PR #4464, opened 2021-05-01
E2E: fix nil pointer in license test initialisation

pebrc:
Fix an issue created by the recent license secret handling refactoring where the difference between step declaration time and test execution time in combination with a nil initialised license test context lead to a nil pointer.

* Always initialise test context first
* refactor reused code to simple helper functions to avoid pitfall of declaring but not calling the step function

### DIFF
--- a/test/e2e/es/license_test.go
+++ b/test/e2e/es/license_test.go
@@ -24,10 +24,11 @@ func TestEnterpriseLicenseSingle(t *testing.T) {
 	if test.Ctx().TestLicense == "" {
 		t.SkipNow()
 	}
-	k := test.NewK8sClientOrFatal()
 
 	licenseBytes, err := ioutil.ReadFile(test.Ctx().TestLicense)
 	require.NoError(t, err)
+
+	k := test.NewK8sClientOrFatal()
 
 	// create a single node cluster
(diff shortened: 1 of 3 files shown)


test/e2e/es/license_test.go
```diff
@@ -89,21 +90,17 @@ func TestEnterpriseTrialLicense(t *testing.T) {
 	licenseBytes, err := ioutil.ReadFile(test.Ctx().TestLicense)
 	require.NoError(t, err)
 
+	k := test.NewK8sClientOrFatal()
+
 	esBuilder := elasticsearch.NewBuilder("test-es-trial-license").
 		WithESMasterDataNodes(1, elasticsearch.DefaultResources)
 
-	var licenseTestContext elasticsearch.LicenseTestContext
+	licenseTestContext := elasticsearch.NewLicenseTestContext(k, esBuilder.Elasticsearch)
```
barkbay, line 98: nit:  I think we can avoid `k` as it is only used in this statement.
```suggestion
		licenseTestContext := elasticsearch.NewLicenseTestContext(test.NewK8sClientOrFatal(), esBuilder.Elasticsearch)
```

barkbay (approved):
LGTM

PR #4465, opened 2021-05-03
E2E: run generate before all relevant e2e targets

pebrc:
Fix https://devops-ci.elastic.co/view/cloud-on-k8s/job/cloud-on-k8s-e2e-tests-kind-k8s-versions/416/

This introduces a dependency on `go-generate` to the `e2e-docker*` targets as well as the `e2e-run` target. While this will run generate more than once in some cases it will on the other hand ensure that the expected generated code is present even if the targets are called independently.


thbkrkr (approved):
LGTM

PR #4471, opened 2021-05-04
Switch EKS CI to eu-west-3 to avoid quota issues

pebrc:
We are seeing VPC quota issues in `eu-central-1`. Let's try `eu-west-3` which seems less crowded.


thbkrkr (approved):
:four_leaf_clover:

PR #4473, opened 2021-05-04
Handle volumes with larger capacities than the one claimed

### LINKED ISSUE #4469: Autoscaling: handling unforeseeable volume capacities
This issue is a sub-issue of https://github.com/elastic/cloud-on-k8s/issues/4459 to focus on/discuss the case where the capacity of a persistent volume is larger than the one specified in the claim.

As an example here is a claim of `1Gi` bounded to a volume with an actual physical capacity of `368Gi`:

```yaml
apiVersion: v1
kind: PersistentVolumeClaim
metadata:
  annotations:
    pv.kubernetes.io/bind-completed: "yes"
    pv.kubernetes.io/bound-by-controller: "yes"
  creationTimestamp: "2021-04-29T11:44:01Z"
  finalizers:
  - kubernetes.io/pvc-protection
  labels:
    common.k8s.elastic.co/type: elasticsearch
    elasticsearch.k8s.elastic.co/cluster-name: storage-sample
    elasticsearch.k8s.elastic.co/statefulset-name: storage-sample-es-data
  name: elasticsearch-data-storage-sample-es-data-0
  namespace: demo
  ownerReferences:
  - apiVersion: elasticsearch.k8s.elastic.co/v1
    kind: Elasticsearch
    name: storage-sample
    uid: b0b9b12d-092d-4c9d-a73e-8c5039bfb2d9
spec:
  accessModes:
  - ReadWriteOnce
  resources:
    requests:
      storage: 1Gi # Claim is 1Gi
  storageClassName: e2e-default
  volumeMode: Filesystem
  volumeName: local-pv-6df90d02
status:
  accessModes:
  - ReadWriteOnce
  capacity:
    storage: 368Gi # Storage capacity is actually 1Gi
  phase: Bound
```

Having a capacity larger than the request may lead to the following situations:

1. Elasticsearch reports the total, observed, capacity as the required capacity for a tier. If the actual capacity is higher than the claim it can lead to some cascading scale up events, up to the limit specified by the user. It can also exceed to limit specified by the user in which case some not pertinent `HorizontalScalingLimitReached` events are generated.
2. If the actual capacity of a volume is greater than the claim, then the nodes may hold more data than the maximum one specified in the autoscaling specification. It may lead to overloaded nodes. For example, assuming the following autoscaling policy:
```json
{
    "name": "data",
    "roles": ["data", "ingest", "transform"],
    "resources": {
        "nodeCount": { "min": 2, "max": 5 },
        "memory": { "min": "2Gi", "max": "6Gi" },
        "storage": { "min": "1Gi",  "max": "3Gi" }
    }
}
```
Say that the claims of 1Gi have been bound to volumes of 1Ti of data each, then chances are that the 2Gi of memory are not enough to handle that amount of data.

Unforeseeable storage capacity makes it hard to scale vertically. It is especially true as long as there is no memory requirement in the autoscaling Elasticsearch API and as long as the operator attempts to infer memory requirement from storage (see https://github.com/elastic/cloud-on-k8s/issues/4076).

### Documentation update

It should be clearly stated in the documentation that scaling vertically data nodes assumes that the storage provider provisions physical volume with a predictable and even capacity across all the volumes managed by an autoscaling policy.

### Autoscaling controller update

If the operator detects that the capacity of a volume is greater than the one specified in the claim then:
  * Memory is computed according to the capacity of the volume, as reported in the PVC status, up to the memory limit specified by the user.
  * Print a log, update the status and emit a K8S warning.

barkbay:
Fixes #4469

* Warn the user if the physical capacity of the volumes is greater than the claims.
* Prevent unnecessary nodes creation and spurious `HorizontalScalingLimitReached` events.

### DIFF
--- a/pkg/controller/autoscaling/elasticsearch/autoscaler/horizontal.go
+++ b/pkg/controller/autoscaling/elasticsearch/autoscaler/horizontal.go
@@ -9,6 +9,7 @@ import (
 
 	"github.com/elastic/cloud-on-k8s/pkg/controller/autoscaling/elasticsearch/resources"
 	"github.com/elastic/cloud-on-k8s/pkg/controller/autoscaling/elasticsearch/status"
+	"github.com/elastic/cloud-on-k8s/pkg/controller/elasticsearch/client"
 	corev1 "k8s.io/api/core/v1"
 )
 
@@ -26,13 +27,12 @@ func (ctx *Context) scaleHorizontally(
 	// Scale horizontally to match memory requirements
 	if !totalRequiredCapacity.Memory.IsZero() {
 		nodeMemory := nodeCapacity.GetRequest(corev1.ResourceMemory)
-		nodesToAdd = ctx.getNodesToAdd(nodeMemory.Value(), totalRequiredCapacity.Memory.Value(), ctx.AutoscalingSpec.NodeCountRange.Min, ctx.AutoscalingSpec.NodeCountRange.Max, string(corev1.ResourceMemory))
+		nodesToAdd = ctx.getNodesToAdd(nodeMemory.Value(), totalRequiredCapacity.Memory.Value(), string(corev1.ResourceMemory))
 	}
 
 	// Scale horizontally to match storage requirements
 	if !totalRequiredCapacity.Storage.IsZero() {
-		nodeStorage := nodeCapacity.GetRequest(corev1.ResourceStorage)
-		nodesToAdd = max(nodesToAdd, ctx.getNodesToAdd(nodeStorage.Value(), totalRequiredCapacity.Storage.Value(), ctx.AutoscalingSpec.NodeCountRange.Min, ctx.AutoscalingSpec.NodeCountRange.Max, string(corev1.ResourceStorage)))
+		nodesToAdd = max(nodesToAdd, ctx.getNodesToAddForStorage(nodeCapacity, totalRequiredCapacity.Storage))
 	}
 
 	totalNodes := nodesToAdd + ctx.AutoscalingSpec.NodeCountRange.Min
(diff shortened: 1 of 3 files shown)


pkg/controller/autoscaling/elasticsearch/autoscaler/horizontal.go
```diff
@@ -49,20 +49,89 @@ func (ctx *Context) scaleHorizontally(
...
+
+	// reuse the actual number of nodes from the status
+	totalExpected := currentResources.NodeSetNodeCount.TotalNodeCount()
+	// we still want to downscale if user required it.
+	if totalExpected > ctx.AutoscalingSpec.NodeCountRange.Max {
+		totalExpected = ctx.AutoscalingSpec.NodeCountRange.Max
+	}
+	if totalExpected > ctx.AutoscalingSpec.NodeCountRange.Min {
+		return totalExpected - ctx.AutoscalingSpec.NodeCountRange.Min
+	}
```
pebrc, line 115: I am struggling to understand this logic here. I suppose the intend is to ensure that we downscale if the current capacity exceeds the specified maximum but I don't understand how that is achieved: 

Assuming min 1, max 3, total expected 2 would we not return 1 here which means adding another node, why?
Or min 1, max 3, total expected 4, return 2 i.e adding 2 nodes? I am almost certain I am missing something here but maybe we need a comment to clarify?

barkbay: You're right, it is not clean and misleading.
I'm working on a refactoring.

barkbay:
I'm working on a refactoring. I'll raise an improved PR later.
Sorry for the noise.

PR #4478, opened 2021-05-06
Update versions for 1.6.0 release

idanmo:


thbkrkr (commented):
:rocket:

pebrc (approved):
LGTM I think we could also update https://github.com/elastic/cloud-on-k8s/blob/6884c66259832b63a5a55f69cc2ee9ca3be3da14/hack/operatorhub/config.yaml but we can also do that in a separate PR

PR #4480, opened 2021-05-06
E2E add tags to resilience e2e job

pebrc:
The refactoring in https://github.com/elastic/cloud-on-k8s/pull/4444 requires that build constraints are specified on invoking `go run` to include/exclude the correct generated code.

### DIFF
--- a/test/e2e/run.sh
+++ b/test/e2e/run.sh
@@ -28,7 +28,7 @@ sleep 1
 }
 
 run_chaos() {
-  go run test/e2e/cmd/main.go chaos "$@"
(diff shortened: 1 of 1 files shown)


thbkrkr (approved):

thbkrkr:
I think we should backport this in `1.6` as it is a job executed after each build.
https://github.com/elastic/cloud-on-k8s/blob/89f3bc28d74198d1c981fa20ffb8a3261332f228/.ci/pipelines/build.Jenkinsfile#L130

PR #4486, opened 2021-05-10
Add Elastic Maps Server to the telemetry

david-kow:


pebrc (approved):
LGTM, thanks for remembering that we need to add this!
====================
Goal of the exercise - Each line of the records with the word "claims" in it is to be copied.

Result of the task -
Say that the claims of 1Gi have been bound to volumes of 1Ti of data each, then chances are that the 2Gi of memory are not enough to handle that amount of data.
* Warn the user if the physical capacity of the volumes is greater than the claims.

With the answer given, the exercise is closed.